When RBI hikes the repo rate, it significantly
influences the economy and personal finances. Changes in
this key interest rate affect borrowing costs and return
on savings. For more clarity, let’s check how the repo
rate impacts various aspects of your financial life:
1. Impact on loans and EMIs
When the RBI raises the repo rate, banks also increase
their lending rates. This makes loans like home loans,
car loans, and personal loans more expensive. In such a
phase, borrowers with existing loans see a rise in their
monthly EMIs.
Also, potential borrowers hesitate to take on new loans.
Higher interest rates discourage them from unnecessary
borrowing. This leads to reduced spending on goods and
services, which slows down economic activity.

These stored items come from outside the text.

PR #518, opened 2026-05-21
rewrote parser

mzuenni:
There are still some inconsistencies that I don't like:
- Using Exceptions VS `.n_parser_error`
- passing the `generator_config` to `TestcaseRule` but not to `DirectoryRule`
- What work is done in `parse_XXX` vs in `XXXRule.__init__`

But I don't have a good idea on how to resolve/unify this


mzuenni:
@mpsijm do you have time to take a look?

PR #521, opened 2026-06-25
less is_bsd checks

mzuenni:


mzuenni:
@thorehusfeldt @chistopher do you have a mac and can verify that `bt test` works on an interactive problem with these changes?

chistopher:
Yes, it works. The interaction is now visible for me. Thanks for the fix!

PR #522, opened 2026-07-05
Feat/macostest

thorehusfeldt:
Five independent bugs, all exposed by running the full pytest suite on macOS on my own machine. (Pytest has never been all-green on my machine. Now it is. Claude-generated summary below:)

## Path identity under /var symlink (2 fixes)

macOS symlinks /var → /private/var. Path.__eq__ compares strings without resolving symlinks, so paths constructed from tempfile.gettempdir() (which returns /var/folders/…) didn't compare equal to paths returned by os.getcwd() or iterdir() (which return /private/var/folders/…).

- cli.py: apply .resolve() when constructing the tmpdir so all derived paths are canonical from the start.
- run.py (_prepare_nextpass): the feedbackdir comparison f == self.feedbackdir silently failed, causing the feedbackdir to be deleted between passes of multi-pass problems. Fixed with .resolve() on both sides.

## remove_path on non-empty directories (util.py)

On Linux, path.unlink() on a directory raises IsADirectoryError. On macOS it raises OSError(ENOTEMPTY) instead. Collapsed the exception handling to catch OSError broadly and check is_dir() before calling shutil.rmtree.

## javac inheriting user's CLASSPATH (languages.yaml)

javac without -cp inherits the environment's CLASSPATH. On a developer machine this can include unrelated jars (e.g. from a university course), causing Operation not permitted during compilation. Added -cp {path} to override it with just the tmpdir.

## questionary bypassing sys.stdin monkeypatch (test_problems.py)

questionary reads from the raw TTY file descriptor, not sys.stdin, so monkeypatching sys.stdin had no effect. Fixed by also patching bapctools.util.has_questionary = False to force the plain input() fallback path.

## Platform-specific type: ignore comments (pyproject.toml)

sched_getaffinity/sched_setaffinity exist in Linux's typeshed but not macOS's, so # type: ignore[attr-defined] comments needed on macOS are flagged as ed per-file warn_unused_ignores = falseoverrides for the four affected modules.

## from_chars for long double on macOS (validate.h)

Apple's libc++ implements std::from_chars for float and double but not long double. The upstream icpc-header already had a DOUBLE_FALLBACK (stold) foh #ifdef __APPLE__.

### DIFF
--- a/.github/workflows/ci.yaml
+++ b/.github/workflows/ci.yaml
@@ -25,6 +25,33 @@ jobs:
       - run: bash test/yaml/validate_yaml.sh
       - run: pytest
 
+  test-macos:
+    runs-on: macos-latest
+    steps:
+      - uses: actions/checkout@v6
+      - uses: actions/setup-python@v6
+        with:
+          python-version: '3.10'
+      - uses: actions/setup-java@v4
+        with:
+          distribution: temurin
+          java-version: '21'
+      - run: brew install kotlin
+      - run: brew install --cask basictex
+      - run: |
+          export PATH="/Library/TeX/texbin:$PATH"
+          sudo tlmgr update --self
+          sudo tlmgr install \
+            latexmk lm \
+            collection-latexrecommended collection-latexextra \
+            collection-science \
+            babel-german hyphen-german \
+            asymptote
+      - run: pip install --editable . --group dev
+      - run: |
+          export PATH="/Library/TeX/texbin:$PATH"
+          pytest
+
   test-wsl:
     runs-on: windows-latest
     steps:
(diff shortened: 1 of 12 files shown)


RagnarGrootKoerkamp:
This summary looks very scary but the changes look fine I'd say. But will let someone else have a look as well.

Only the changes to `interaction.py` feel a bit iffy. If we `killpg` a 'process group', we want that to succeed and why should it not just work?

Maaaybe `tmpdir = tmpdir.resolve()` is also bad because there are some paths where we check their relative location before resolving. But probably `tmpdir` is not one of those and its fine.

PR #532, opened 2026-08-16
update langauges.yaml

mzuenni:
should make our code match problemtools again (https://github.com/Kattis/problemtools/pull/458)

### DIFF
--- a/bapctools/resources/support/schemas/languages.cue
+++ b/bapctools/resources/support/schemas/languages.cue
@@ -23,12 +23,19 @@ template_string: s={
 #Languages: {
 	// Language names must be lowercase and start with a letter, and can only contain letters and digits
 	[=~"^[a-z][a-z0-9]*$"]: {
-		name!:     string
-		priority!: int
-		files!:    string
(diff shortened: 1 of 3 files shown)


bapctools/resources/support/schemas/languages.cue
```diff
@@ -23,12 +23,19 @@ template_string: s={
...
-		name!:     string
-		priority!: int
-		files!:    string
-		shebang?:  string
-		compile?:  template_string
-		run!:      template_string
+		name!:          string
+		priority!:      int
+		files!:         string
+		shebang?:       string
```
thorehusfeldt, line 29: This should be

```cue
 { 
  shebang!: string
  shebang_files!: string
} | *{}
```
This construction includes both keys mandatorily, or _absence_ of both keys. (The `*` is important, otherwise CUE doesn’t know how resolve absence.) Because `#Languages` has `#`, the struct is a definition (=“closed” in CUE-speak) that does not allow other keys. LInes 33–38 are then redundant.

PR #533, opened 2026-08-25
preallocate buffer

mzuenni:


mzuenni:
this seems to perform worse than main, will close for now.

PR #14, opened 2022-03-21
#7: Added event loop

### LINKED ISSUE #7: Add Lua Event Loop
# Background

- From work consists of an Event Loop and an Event-Handler
- The Event Loop calls the Event Handler and executes queries the Event Handler returned 
- The Event Loop needs to be written in Lua, such that we can run in a Lua Script to use pquery to run the queries
- The Event loop needs to receive configuration and must forward it to the event handler

# Acceptance Criteria

- Implement Event-Loop as Lua Module
- Implement Lua Script
- Implement deployment cli

umitbuyuksahin:
Fixes #7


exasol_advanced_analytics_framework/lua/src/event_loop.lua
```diff
@@ -0,0 +1,58 @@
...
+
+    repeat
+        local success, result = _G.global_env.pquery(query_to_event_handler)
+        if not success then
+            local error_obj = exa_error.create(
+                    "E-AAF-2",
+                    "Error occurred in calling Event Handler: " .. result.error_message)
+            _G.global_env.error(tostring(error_obj))
+        end
+        query_to_event_handler = result[1][1]
```
tkilias, line 49: So, I guess, this defines that the first result line of the event handler returns the return query.

exasol_advanced_analytics_framework/lua/src/event_loop_main.lua
```diff
@@ -0,0 +1,63 @@
+---
+-- @module event_loop_main
+--
+-- This scrip includes the main function of the Event Loop
```
tkilias, line 4:
```suggestion
-- This script includes the main function of the Event Loop
```

exasol_advanced_analytics_framework/lua/src/event_loop_main.lua
```diff
@@ -0,0 +1,63 @@
...
+---
+-- Prepare the initial query that initiates the Event Loop and calls Event Handler
+--
+function M._prepare_init_query(args)
+    local action = args['action'] -- TODO
+    local params = args['parameters']
+    local schema = args['schema']
+    local sql_prefix = args['sql_prefix']
+
+    local _udf_name = schema .. "." .. sql_prefix .."_EVENT_HANDLER_RUNNER_UDF"
```
tkilias, line 45: Maybe it is enough, when we specify which UDF should be called. This also means, the user can define its own UDFs which can be used with this event loop. Perhaps, also in different languages. As long, the UDF follows the behavioral contract, it doesn't matter. We can have of course have one predefined UDF which awaits an action (Python Class) in its parameter.

With this we only need the following arguments

parameters
schema
udf_name
bucketfs_connection

exasol_advanced_analytics_framework/lua/src/event_loop.lua
```diff
@@ -0,0 +1,58 @@
+---
```
tkilias, line 1: What do you think, can we integrate this module also in other repositories to build custom event loop scripts with maybe custom parameters?

tkilias (changes requested):

exasol_advanced_analytics_framework/lua/src/event_loop.lua
```diff
@@ -0,0 +1,58 @@
...
+    error = error
+}
+
+---
+-- Executes the given set of queries.
+--
+function M._run_queries(queries, from_index)
+    local all_success = true
+    for i=from_index, #queries do
+        local success, result = _G.global_env.pquery(queries[i][1])
```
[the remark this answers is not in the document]
umitbuyuksahin: "queries" is actually "result" of the query that calls Event Handler. I thought that EventHandlerUDF can return like that:

> ctx.emit(return_query)
> ctx.emit(status)
> ctx.emit(query_1)
> ctx.emit(query_2)
> ..
> ctx.emit(query_n)
>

2. Impact on fixed deposit rates
When RBI hikes the repo rate, it usually leads to higher
interest rates on bank fixed deposits (FDs). This is
beneficial for depositors, as they can earn better
returns on their savings. However, this increase in
deposit rates usually takes some time to reflect as
banks adjust gradually to the new rates.
3. Impact on mutual funds
When RBI hikes the repo rate, it impacts mutual funds,
especially debt mutual funds. Higher interest rates
lower the value of bonds, which are the core investments
in debt funds. As bond prices fall, the returns on these
funds also decrease, which leads to losses for
investors.
Some cautious investors even withdraw their money from
debt mutual funds to avoid losses and shift it to
higher-rate fixed deposits.
4. Impact on savings
Higher repo rates encourage banks to offer better
returns on their savings products, such as annuity
schemes, savings accounts, and short-term FDs. This
allows depositors to earn more on their savings. For
savers, this is a positive development as it increases
the returns on their investments without additional
risk.
5. Impact on economic growth
If we talk about the economy, an increase in the repo
rate negatively impacts economic growth. This effect is
felt even more when RBI hikes the repo rate multiple
times in a short span. Although the RBI raises rates to
control inflation, the side effect is that “borrowing
becomes costlier”. Consequently, it leads to a reduction
in consumer spending.
As people buy fewer goods and services, demand in the
economy drops and slow down the overall growth. This
reduced purchasing power affects lower-income groups the
most, as higher prices make basic necessities less
affordable.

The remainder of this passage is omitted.